PR #807, opened 2022-12-23
Revert command functions to their earlier names

mirshahriar:
#### Summary

Example

`newCmdCluster()` -> `clusterCmd()`

#### Release Note

```release-note
None
```

### DIFF
--- a/cmd/cloud/backup.go
+++ b/cmd/cloud/backup.go
@@ -10,21 +10,21 @@ import (
 	"github.com/spf13/cobra"
 )
 
-func newCmdInstallationBackup() *cobra.Command {
+func installationBackupCmd() *cobra.Command {
 	cmd := &cobra.Command{
 		Use:   "backup",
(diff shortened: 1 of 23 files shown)


fmartingr (approved):
PR itself it's ok, though I like the `newXXX` functions more, since they actually creating objects. The old naming was like that because those were the actual cobra commands, not a factory of them. But I'll leave it up what you think is best. 1/5.

mirshahriar:
> The old naming was like that because those were the actual cobra commands

I completely agree.  These functions are creating new cobra command, so good to have `newCmd` prefix.  But, It is up to @gabrieljackson.

gabrieljackson (approved):
I see where you guys are coming from on this and am 0/5 now on the names. I will approve and you can decide whether to merge or close the PR. Totally fine with either.

mirshahriar:
Lets keep command name to `newXXX`

PR #1703, opened 2021-06-16
Calculate ACH & Checks stats before filters

garyhtou:


motdotla:
@garyhtou is this ready for review?

PR #1717, opened 2021-07-04
Create a user for the partner org during connect_finish

garyhtou:
dependent on #1716


motdotla:
this is another that I borrowed code from and ended up re-implementing

PR #1718, opened 2021-07-04
Generating Login Tokens and authenticating with Login Token URLs

garyhtou:
dependent on #1716 for further testing.

TODO: finish specs for `login_token_url`

---

When I added `LoginToken` and migrated, it also made some un-related changes to `schema.rb`. should those be merged?


app/models/login_token.rb
```diff
@@ -0,0 +1,26 @@
...
+    loop do
+      self.token ||= SecureRandom.alphanumeric(8) #2.2 tredecillion combinations
+      # if we happen to need more, we can recycle previously expired codes
+
+      # repeat until token is unique
+      break unless LoginToken.find_by(token: token)
+
+      # below is what it would look like to recycle previously expired codes
+      # break unless LoginToken.active.find_by(token: token)
+    end
```
motdotla: nice code here

PR #1720, opened 2021-07-07
GSuite domain uniqueness only on not_deleted

maxwofford:
This doesn't implement the `deleted` state mentioned in #1715, but I believe it will fix the error users are running into when trying to create a GSuite for `example.com` after (soft) deleting a previous GSuite for `example.com`.

I'm not sure how to safely test this locally w/o creating stuff on our Google account, so this is untested.


maxwofford:
Forgot to mention, I was debugging some stuff locally & wrote this. Implementing the `deleted` state in #1715 would still need the validation to be updated (this PR), & involve updating the `not_deleted` scope to use AASM instead of the currently used `deleted_at` field.

garyhtou:
FYI, this PR only fixes the domain uniqueness bug. it doesn't implement the deleted state into aasm

PR #1756, opened 2021-07-29
Add Lockbox for Partner `stripe_api_key`

garyhtou:
need some help here :smile:
not sure what the problem is. it seems like lockbox is installed correctly
image

### TODO:
https://github.com/ankane/lockbox#migrating-existing-data


motdotla:
I think you just need to restart your server. try that.

motdotla (approved):

PR #1757, opened 2021-07-29
Configure Event deliver webhook retry

garyhtou:
A total of 16 attempts over a span of 3 days with an exponential back off

#1675


motdotla:
great work here

PR #1818, opened 2021-09-29
GitHub Codespace configuration

kunalbotla:


garyhtou:
For restoring the db (use this one instead)
```
pg_restore --verbose --clean --no-acl --no-owner -h db -U postgres -d bank_development latest.dump
```

<br/>

For the master key, create the file `config/master.key` with the master key in it (what you can do is: if the file doesn't already exist, prompt the user for the key, then pipe it into the file)

<br/>

For attaching to the docker's bash you can use `docker exec -it bank_web_1 /bin/bash`, but idk how useful it will be in this script bc you can probably chain all the commands together


also, if possible, make it so that we can run the script multiple time. This is useful for when docker just decides to screw up and you need to redo ur installation. you would probably need to add a couple of things such as removing the old dump file before downloading the new one (`rm latest.dump`)

maxwofford:
@kunalbotla I just rebased this so I can merge. great job on this

maxwofford:
For posterity, I tested this in a codespace over a call with Kunal & it worked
+===+
### The task
Check each line of the data above for the string "more", and copy the ones that have it.

### Result
PR itself it's ok, though I like the `newXXX` functions more, since they actually creating objects. The old naming was like that because those were the actual cobra commands, not a factory of them. But I'll leave it up what you think is best. 1/5.
+      # if we happen to need more, we can recycle previously expired codes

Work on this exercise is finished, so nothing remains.